On December 11, the West African country of Ivory Coast held its first legislative elections in 11 years, with all 225 seats in the National Assembly at stake.
The balloting follows disputed presidential elections which, earlier this year, resulted in the installation by imperialist powers of Alassane Outtara as president. (See “Former IMF economist installed as Ivory Coast president”)
The Constitutional Council of the former French colony did not declare Outtara the winner until May 6—nearly a month after previous president Laurent Gbagbo was captured on April 11 by French special forces acting under orders from French President Nicolas Sarkozy and with the political support of the US. The raid was carried out with tanks, armored personnel carriers, and attack helicopters that bombed Gbagbo’s compound.
This aggression was the last in a long line of interventions by France in its former colony, to which it dispatched troops in 2002. During the months between the November 2010 elections and the installation of Outtara in May, French and UN troops seized the Felix Houphouet-Boigny airport and stood by while Outtara’s forces massacred Gbagbo supporters in the western town of Duékoué.

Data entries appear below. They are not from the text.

PR #89, opened 2023-03-10
update reference tests to use two objectives in mo case by default

LGro:


LGro:
We're all done now with checking potential implications downstream @aeivazi :relaxed:

aeivazi (approved):
great, thank you!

Gbagbo is now being brought before the International Criminal Court in The Hague, for crimes allegedly committed by his government after the 2010 presidential elections. While Outtara has promised punishment of guilty parties “in every camp,” none of his own partisans have been arrested.
Gbagbo is the first former head of state to be tried by the ICC, but belongs to a long line of former stooges of the imperialist powers who are deposed on “humanitarian” grounds after outliving their usefulness. America and France have now turned to Outtara and the legislative elections to safeguard their interests.
Only 36.5 percent of the country’s 5.7 million registered voters turned out in to vote in the December 11 elections, which were little more than window dressing for the rule of French—and behind it, US—imperialism. Outtara’s Rally of Republicans (RDR) took an absolute majority with 127 seats, while the Ivory Coast Democratic Party (PDCI) of former president Henri Konan Bedie received 77.
Gbagbo’s Ivorian Popular Front (FPI) boycotted the elections.
The Ivorian legislature has just one house, to which deputies are supposed to be elected every five years. However, no legislative elections had been held since 2000, under conditions of civil war and rebellion in the north of the country.
The Ivorian Constitution, in effect since August 2000, gives the Assembly a list of powers common in bourgeois democracies—the authority to establish rules for issuing money, laws governing national and local elections, policies on teaching and scientific research, laws governing union and property rights, and organization of national defense.
However, it also gives the country’s president authority to temporarily enact by “ordinance” laws that he cannot get passed in the Assembly. He can impose a national budget through this means if the Assembly does not pass one within 70 days of its introduction.
Having won a majority in the Assembly, Outtara will be able to keep up a democratic facade without having to resort to such measures. A former deputy managing director of the International Monetary Fund, he is well known and closely tied to global finance capital.
The French daily Liberation reported that the RDR’s victory is likely to increase tensions between it and the older Democratic Party of Ivory Coast (PDCI). The RDR originally split from the PDCI in November 1994, but made a pact with it last year that the PDCI would get the prime ministership in the event of an RDR win. Instead, Outtara has retained Guillaume Soro, a former rebel in the north of the country, as his PM.
Liberation quoted a Burkinabe observer who described Outtara and Soro as “accomplices,” who work together so that “Outtara assures the resumption of economic activity, and Soro takes care of reforming the army and security.”
Under Gbagbo, who had close ties to the French Socialist Party and the social-democratic Socialist International, the interests of global finance capital were well represented in the country. A May 2007 US diplomatic cable released by WikiLeaks noted that Ivory Coast had lowered its corporate tax rate from 35 percent to 27 percent the previous year. The cable enthused that “the government does not use tax, labor, environment, or health and safety laws to impede or distort investment” and that it “actively encourages foreign investment through mergers, acquisitions, joint ventures, takeovers, or startups.”
Diplomatic cables from the US embassies in Paris and Abidjan document close collaboration between French and US diplomats on manipulation of Ivorian politics. They also document secret meetings between Outtara and French officials at the Elysee palace in 2009 and 2010.
In a February 2010 cable, a French official tells the “Africa-watcher” from the US embassy in Paris that the government of France “must visibly recede into the background.” The plan was not to reduce France’s role but to hide it, out of fear that there would otherwise be violence against the 14,000 French citizens in Ivory Coast.
French Foreign Minister Francois Fillon has since given press conferences in which he rejects the term “recolonization” but talks about “consolidating economic relations” and promises celebrations of Bastille Day in Ivory Coast.
Yet another cable describes the announcement of Outtara’s candidacy in 2007: “Ouattara noted that there are no problems between Cote d’Ivoire and France and invited French citizens who ‘wrongfully’ and ‘disgracefully’ had to depart Cote d’Ivoire to return if they wanted to.” He announced his candidacy in Paris rather than Ivory Coast, a choice the US embassy found “interesting.”